## About this task
Copy each line of the data beneath in which the word "idea" appears.
Records shown section start
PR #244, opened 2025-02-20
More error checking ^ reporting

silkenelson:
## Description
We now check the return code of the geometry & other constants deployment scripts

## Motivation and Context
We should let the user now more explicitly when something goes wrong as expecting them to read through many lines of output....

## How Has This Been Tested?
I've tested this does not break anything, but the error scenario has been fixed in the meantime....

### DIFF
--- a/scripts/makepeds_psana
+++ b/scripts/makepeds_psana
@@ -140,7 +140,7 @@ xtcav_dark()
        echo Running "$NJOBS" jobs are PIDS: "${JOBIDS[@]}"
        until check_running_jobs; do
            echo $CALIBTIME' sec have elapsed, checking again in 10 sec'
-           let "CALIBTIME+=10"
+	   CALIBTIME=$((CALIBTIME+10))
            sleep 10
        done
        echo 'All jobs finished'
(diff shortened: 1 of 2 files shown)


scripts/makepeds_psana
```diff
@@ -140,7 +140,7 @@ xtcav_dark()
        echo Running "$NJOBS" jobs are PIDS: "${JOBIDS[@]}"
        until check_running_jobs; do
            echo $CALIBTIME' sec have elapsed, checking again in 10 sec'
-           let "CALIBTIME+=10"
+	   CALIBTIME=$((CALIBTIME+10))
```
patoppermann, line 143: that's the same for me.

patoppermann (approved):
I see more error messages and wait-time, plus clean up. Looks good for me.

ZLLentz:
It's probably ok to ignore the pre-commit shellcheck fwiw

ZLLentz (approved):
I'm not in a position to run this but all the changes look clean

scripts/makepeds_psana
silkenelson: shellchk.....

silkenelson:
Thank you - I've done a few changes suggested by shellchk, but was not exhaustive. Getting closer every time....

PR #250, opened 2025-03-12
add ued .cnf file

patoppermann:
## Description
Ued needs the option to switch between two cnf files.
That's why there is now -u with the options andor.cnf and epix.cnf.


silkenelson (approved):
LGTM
Records shown section end
Records shown section start
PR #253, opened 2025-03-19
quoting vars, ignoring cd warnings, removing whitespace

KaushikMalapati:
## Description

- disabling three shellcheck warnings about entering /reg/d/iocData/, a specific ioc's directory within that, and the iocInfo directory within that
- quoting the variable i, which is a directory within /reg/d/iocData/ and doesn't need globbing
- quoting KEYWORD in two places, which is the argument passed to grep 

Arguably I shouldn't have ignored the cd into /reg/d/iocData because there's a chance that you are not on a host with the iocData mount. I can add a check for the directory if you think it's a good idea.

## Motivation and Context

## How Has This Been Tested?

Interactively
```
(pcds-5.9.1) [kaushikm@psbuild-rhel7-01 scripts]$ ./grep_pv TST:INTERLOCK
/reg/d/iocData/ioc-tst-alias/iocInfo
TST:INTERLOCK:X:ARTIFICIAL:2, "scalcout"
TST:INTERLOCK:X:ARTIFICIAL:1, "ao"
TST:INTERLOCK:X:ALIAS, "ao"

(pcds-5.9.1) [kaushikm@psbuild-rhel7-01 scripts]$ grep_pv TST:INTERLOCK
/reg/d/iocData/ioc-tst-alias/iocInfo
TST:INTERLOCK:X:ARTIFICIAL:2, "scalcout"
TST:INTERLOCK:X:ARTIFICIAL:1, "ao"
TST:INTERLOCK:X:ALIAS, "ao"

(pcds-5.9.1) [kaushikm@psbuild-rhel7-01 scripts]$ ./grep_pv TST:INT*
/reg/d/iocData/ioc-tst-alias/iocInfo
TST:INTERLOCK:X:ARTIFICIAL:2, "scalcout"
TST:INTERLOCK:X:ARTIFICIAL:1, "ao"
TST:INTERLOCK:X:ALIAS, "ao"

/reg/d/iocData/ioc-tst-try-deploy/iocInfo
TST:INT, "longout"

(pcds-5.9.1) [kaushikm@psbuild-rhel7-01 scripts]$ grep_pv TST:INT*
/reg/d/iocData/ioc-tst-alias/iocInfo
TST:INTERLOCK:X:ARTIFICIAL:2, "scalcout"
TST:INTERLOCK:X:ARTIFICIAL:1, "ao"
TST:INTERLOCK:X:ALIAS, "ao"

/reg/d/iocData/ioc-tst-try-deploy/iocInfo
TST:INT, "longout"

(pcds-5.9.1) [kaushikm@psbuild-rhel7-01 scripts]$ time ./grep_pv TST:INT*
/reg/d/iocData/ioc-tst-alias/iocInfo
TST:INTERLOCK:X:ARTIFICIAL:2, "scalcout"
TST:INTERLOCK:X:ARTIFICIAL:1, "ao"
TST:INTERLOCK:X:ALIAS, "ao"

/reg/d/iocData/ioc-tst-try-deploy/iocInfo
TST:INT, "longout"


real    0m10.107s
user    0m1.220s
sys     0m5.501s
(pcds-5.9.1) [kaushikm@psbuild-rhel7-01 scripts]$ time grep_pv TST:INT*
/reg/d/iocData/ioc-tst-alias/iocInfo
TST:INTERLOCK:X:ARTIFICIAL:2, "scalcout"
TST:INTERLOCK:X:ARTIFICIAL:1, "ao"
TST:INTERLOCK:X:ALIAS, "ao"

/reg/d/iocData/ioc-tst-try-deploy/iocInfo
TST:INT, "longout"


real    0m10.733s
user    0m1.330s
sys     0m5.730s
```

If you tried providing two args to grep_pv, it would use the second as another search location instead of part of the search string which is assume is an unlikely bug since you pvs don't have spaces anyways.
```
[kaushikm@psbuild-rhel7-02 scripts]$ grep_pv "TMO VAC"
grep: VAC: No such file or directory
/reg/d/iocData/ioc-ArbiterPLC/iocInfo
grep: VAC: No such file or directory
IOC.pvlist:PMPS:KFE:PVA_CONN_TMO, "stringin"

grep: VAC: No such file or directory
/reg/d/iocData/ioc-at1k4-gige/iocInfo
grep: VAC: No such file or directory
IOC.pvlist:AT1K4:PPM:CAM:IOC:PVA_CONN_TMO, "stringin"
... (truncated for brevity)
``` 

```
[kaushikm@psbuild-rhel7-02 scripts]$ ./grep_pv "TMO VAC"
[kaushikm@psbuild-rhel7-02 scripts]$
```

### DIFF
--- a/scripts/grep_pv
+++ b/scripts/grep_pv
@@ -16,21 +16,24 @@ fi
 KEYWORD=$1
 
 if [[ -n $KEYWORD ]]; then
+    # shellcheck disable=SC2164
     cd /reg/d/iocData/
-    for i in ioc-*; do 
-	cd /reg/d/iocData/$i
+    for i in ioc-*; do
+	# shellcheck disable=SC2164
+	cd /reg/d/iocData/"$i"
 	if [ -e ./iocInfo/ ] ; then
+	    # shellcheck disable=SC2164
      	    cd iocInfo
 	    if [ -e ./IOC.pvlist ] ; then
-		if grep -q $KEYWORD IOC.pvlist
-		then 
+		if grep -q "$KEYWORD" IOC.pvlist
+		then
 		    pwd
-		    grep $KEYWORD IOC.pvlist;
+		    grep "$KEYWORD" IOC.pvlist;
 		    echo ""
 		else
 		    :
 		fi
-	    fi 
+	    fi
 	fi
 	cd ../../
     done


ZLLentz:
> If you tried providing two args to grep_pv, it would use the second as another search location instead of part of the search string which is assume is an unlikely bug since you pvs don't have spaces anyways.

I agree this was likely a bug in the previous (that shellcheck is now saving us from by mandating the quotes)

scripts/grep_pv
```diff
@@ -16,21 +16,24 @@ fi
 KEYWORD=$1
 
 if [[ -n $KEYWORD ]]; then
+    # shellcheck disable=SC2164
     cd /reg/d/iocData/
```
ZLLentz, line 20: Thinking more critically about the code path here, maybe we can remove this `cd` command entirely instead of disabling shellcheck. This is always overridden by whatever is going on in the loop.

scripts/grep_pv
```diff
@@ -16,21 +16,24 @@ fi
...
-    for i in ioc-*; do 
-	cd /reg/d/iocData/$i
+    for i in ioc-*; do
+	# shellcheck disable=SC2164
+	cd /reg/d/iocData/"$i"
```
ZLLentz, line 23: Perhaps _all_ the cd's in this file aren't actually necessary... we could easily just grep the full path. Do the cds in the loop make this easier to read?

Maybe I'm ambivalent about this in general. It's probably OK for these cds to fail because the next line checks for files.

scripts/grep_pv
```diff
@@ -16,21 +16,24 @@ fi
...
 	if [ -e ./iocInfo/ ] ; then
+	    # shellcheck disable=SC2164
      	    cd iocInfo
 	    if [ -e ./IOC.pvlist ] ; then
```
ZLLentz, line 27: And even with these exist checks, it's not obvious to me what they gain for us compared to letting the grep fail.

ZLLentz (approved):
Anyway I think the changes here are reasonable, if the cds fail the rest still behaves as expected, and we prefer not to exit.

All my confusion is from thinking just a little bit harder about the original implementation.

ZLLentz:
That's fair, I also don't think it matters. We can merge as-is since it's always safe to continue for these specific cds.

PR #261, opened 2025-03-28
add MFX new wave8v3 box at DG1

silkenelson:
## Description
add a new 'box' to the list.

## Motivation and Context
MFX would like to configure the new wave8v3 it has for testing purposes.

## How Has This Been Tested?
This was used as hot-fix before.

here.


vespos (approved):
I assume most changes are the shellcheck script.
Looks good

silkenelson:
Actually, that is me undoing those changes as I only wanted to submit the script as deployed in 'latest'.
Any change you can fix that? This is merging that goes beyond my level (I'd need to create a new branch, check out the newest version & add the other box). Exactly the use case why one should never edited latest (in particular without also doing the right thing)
Records shown section end
Records shown section start
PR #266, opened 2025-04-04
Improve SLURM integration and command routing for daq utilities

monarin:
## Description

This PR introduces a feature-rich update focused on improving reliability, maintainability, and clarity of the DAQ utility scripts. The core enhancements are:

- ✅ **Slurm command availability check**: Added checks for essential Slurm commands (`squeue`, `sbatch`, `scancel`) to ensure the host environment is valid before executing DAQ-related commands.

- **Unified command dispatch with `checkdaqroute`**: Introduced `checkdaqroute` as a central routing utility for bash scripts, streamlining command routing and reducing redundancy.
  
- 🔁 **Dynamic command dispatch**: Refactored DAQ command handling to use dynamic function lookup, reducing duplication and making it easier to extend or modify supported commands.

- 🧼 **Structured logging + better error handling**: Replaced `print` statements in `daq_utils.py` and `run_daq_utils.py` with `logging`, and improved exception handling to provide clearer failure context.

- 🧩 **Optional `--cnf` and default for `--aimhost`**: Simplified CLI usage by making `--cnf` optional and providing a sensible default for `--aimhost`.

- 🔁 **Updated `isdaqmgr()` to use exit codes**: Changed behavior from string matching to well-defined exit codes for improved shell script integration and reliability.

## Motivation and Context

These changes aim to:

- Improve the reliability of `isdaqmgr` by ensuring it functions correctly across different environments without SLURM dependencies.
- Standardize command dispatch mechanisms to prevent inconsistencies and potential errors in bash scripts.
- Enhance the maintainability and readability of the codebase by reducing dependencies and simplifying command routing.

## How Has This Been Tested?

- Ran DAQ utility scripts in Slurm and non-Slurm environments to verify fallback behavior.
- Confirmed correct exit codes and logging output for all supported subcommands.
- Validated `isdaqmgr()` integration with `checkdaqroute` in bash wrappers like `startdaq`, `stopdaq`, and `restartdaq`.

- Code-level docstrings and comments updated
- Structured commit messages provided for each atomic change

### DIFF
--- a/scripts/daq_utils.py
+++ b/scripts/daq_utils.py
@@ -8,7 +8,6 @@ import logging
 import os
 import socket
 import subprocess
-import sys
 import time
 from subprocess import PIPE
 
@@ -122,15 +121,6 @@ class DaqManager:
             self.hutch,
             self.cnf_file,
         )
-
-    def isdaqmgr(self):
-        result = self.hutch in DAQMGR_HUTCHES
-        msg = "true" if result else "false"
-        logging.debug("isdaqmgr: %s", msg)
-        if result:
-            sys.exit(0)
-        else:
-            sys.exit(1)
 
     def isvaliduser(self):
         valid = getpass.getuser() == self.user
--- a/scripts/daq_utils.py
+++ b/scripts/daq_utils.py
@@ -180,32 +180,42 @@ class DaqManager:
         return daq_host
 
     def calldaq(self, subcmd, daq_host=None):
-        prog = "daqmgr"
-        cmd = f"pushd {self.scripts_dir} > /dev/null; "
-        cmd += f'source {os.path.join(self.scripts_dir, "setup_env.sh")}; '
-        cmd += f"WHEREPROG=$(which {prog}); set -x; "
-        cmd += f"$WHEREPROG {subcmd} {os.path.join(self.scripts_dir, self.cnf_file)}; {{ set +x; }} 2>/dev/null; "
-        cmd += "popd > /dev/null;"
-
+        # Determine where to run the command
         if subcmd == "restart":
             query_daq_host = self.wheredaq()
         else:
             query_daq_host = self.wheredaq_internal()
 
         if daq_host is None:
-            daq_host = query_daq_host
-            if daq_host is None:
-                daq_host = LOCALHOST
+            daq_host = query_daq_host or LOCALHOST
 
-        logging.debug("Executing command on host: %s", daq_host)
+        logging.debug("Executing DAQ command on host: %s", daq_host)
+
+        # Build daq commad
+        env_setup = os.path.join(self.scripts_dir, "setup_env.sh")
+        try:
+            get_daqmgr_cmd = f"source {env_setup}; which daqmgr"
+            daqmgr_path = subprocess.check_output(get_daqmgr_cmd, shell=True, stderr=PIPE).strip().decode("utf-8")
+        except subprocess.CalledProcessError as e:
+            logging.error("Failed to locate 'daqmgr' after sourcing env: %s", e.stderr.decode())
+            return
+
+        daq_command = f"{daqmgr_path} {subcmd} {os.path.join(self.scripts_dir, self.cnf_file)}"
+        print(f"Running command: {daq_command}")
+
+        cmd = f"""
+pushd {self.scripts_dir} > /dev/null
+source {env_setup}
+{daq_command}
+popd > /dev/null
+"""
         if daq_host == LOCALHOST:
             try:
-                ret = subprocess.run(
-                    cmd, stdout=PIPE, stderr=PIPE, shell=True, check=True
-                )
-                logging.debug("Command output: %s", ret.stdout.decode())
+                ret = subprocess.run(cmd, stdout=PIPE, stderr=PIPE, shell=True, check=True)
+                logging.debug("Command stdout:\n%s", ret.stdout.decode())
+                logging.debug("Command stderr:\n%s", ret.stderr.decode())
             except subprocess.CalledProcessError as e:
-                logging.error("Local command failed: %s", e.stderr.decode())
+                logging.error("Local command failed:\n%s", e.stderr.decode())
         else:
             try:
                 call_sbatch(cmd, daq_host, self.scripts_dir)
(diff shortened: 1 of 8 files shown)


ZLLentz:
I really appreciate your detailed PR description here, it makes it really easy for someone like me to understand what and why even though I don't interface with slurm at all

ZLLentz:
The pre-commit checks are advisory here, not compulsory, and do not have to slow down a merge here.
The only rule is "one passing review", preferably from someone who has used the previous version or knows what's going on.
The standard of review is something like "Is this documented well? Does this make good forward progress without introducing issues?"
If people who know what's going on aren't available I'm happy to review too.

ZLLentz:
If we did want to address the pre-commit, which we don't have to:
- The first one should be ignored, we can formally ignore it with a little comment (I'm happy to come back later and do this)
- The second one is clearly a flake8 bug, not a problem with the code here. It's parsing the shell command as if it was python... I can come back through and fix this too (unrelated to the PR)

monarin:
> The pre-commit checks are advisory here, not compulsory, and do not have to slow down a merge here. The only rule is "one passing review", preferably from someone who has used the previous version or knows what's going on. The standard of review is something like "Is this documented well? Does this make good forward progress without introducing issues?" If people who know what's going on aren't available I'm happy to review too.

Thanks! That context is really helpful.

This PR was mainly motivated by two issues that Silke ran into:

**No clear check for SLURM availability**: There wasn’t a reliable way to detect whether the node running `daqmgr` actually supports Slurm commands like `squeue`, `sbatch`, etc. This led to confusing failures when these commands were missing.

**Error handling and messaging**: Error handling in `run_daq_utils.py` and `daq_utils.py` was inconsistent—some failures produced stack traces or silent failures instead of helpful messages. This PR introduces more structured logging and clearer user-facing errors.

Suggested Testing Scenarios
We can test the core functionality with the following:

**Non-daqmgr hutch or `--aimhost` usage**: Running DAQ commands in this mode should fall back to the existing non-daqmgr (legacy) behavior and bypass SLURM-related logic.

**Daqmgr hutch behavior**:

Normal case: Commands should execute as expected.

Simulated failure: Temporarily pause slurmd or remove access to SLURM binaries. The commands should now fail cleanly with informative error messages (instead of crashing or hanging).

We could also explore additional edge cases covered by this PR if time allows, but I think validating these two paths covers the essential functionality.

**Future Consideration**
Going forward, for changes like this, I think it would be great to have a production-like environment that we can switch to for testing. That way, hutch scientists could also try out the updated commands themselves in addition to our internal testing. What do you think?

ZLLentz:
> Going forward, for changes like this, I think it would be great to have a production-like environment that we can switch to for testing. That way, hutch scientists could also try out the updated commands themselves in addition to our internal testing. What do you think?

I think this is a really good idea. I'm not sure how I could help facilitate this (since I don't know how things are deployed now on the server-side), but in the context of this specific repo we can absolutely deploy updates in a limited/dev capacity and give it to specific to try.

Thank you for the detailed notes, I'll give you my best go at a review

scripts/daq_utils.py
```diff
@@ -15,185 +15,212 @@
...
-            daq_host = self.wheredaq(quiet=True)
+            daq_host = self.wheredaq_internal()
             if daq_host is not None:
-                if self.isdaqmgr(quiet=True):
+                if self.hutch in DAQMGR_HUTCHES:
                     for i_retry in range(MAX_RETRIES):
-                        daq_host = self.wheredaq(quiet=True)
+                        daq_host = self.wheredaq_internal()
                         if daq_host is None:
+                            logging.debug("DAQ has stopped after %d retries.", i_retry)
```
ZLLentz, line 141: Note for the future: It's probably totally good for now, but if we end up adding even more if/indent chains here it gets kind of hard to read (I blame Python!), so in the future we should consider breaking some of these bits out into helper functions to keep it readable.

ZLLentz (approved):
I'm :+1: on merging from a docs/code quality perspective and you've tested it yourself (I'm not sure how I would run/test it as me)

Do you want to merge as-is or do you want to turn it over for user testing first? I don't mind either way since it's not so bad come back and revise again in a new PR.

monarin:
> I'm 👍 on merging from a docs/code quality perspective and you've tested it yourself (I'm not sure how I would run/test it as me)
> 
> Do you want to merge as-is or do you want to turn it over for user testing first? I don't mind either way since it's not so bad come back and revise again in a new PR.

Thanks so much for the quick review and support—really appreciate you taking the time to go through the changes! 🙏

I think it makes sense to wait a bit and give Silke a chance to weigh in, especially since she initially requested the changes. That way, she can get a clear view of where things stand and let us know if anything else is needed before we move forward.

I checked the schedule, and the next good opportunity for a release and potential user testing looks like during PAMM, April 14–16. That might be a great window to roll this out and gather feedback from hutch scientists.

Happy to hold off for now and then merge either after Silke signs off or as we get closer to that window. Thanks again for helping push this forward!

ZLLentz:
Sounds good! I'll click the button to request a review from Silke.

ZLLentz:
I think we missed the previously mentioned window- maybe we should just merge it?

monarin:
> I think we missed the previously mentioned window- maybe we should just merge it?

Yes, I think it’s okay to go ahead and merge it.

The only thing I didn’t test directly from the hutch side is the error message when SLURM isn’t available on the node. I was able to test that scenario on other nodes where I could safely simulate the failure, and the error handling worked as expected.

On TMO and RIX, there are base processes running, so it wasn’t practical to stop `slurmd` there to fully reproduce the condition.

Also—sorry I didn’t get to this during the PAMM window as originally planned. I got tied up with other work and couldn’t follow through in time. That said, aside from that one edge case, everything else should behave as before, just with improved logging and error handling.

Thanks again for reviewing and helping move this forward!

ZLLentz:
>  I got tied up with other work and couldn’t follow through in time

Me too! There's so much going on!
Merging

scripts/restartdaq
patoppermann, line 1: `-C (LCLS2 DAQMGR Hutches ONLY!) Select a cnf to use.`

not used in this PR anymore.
Records shown section end
## Written answer
Arguably I shouldn't have ignored the cd into /reg/d/iocData because there's a chance that you are not on a host with the iocData mount. I can add a check for the directory if you think it's a good idea.
I think this is a really good idea. I'm not sure how I could help facilitate this (since I don't know how things are deployed now on the server-side), but in the context of this specific repo we can absolutely deploy updates in a limited/dev capacity and give it to specific to try.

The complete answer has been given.